### YOUR TASK:
Among the records below, find the lines with the word "Verwaltung" and copy them.

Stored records

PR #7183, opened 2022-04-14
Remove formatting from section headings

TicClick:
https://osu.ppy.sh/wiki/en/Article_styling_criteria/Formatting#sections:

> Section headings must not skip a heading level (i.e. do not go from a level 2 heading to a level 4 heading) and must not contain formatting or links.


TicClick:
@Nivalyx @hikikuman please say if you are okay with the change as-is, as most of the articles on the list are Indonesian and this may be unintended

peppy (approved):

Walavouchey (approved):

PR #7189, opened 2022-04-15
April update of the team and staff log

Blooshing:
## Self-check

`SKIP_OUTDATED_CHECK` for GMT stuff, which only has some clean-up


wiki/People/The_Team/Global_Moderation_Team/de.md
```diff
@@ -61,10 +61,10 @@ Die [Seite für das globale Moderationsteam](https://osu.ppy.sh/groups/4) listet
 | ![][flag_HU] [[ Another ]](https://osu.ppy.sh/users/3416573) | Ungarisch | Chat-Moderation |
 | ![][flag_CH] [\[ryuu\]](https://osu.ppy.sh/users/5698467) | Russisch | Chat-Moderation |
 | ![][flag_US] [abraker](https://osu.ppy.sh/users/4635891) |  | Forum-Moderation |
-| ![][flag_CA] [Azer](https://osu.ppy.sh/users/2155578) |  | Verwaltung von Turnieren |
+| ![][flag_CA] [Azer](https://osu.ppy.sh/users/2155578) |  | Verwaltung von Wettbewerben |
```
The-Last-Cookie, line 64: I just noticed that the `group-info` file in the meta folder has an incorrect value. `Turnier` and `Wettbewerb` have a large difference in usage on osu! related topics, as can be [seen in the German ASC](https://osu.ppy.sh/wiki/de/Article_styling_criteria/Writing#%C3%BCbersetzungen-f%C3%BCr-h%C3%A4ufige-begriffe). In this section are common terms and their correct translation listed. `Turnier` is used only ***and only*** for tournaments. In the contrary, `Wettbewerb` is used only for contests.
--
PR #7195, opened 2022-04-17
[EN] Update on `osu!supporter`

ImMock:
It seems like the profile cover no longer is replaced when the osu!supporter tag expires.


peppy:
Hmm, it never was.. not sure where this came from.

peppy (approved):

### RESULT OF THE EXERCISE:
-| ![][flag_CA] [Azer](https://osu.ppy.sh/users/2155578) |  | Verwaltung von Turnieren |
+| ![][flag_CA] [Azer](https://osu.ppy.sh/users/2155578) |  | Verwaltung von Wettbewerben |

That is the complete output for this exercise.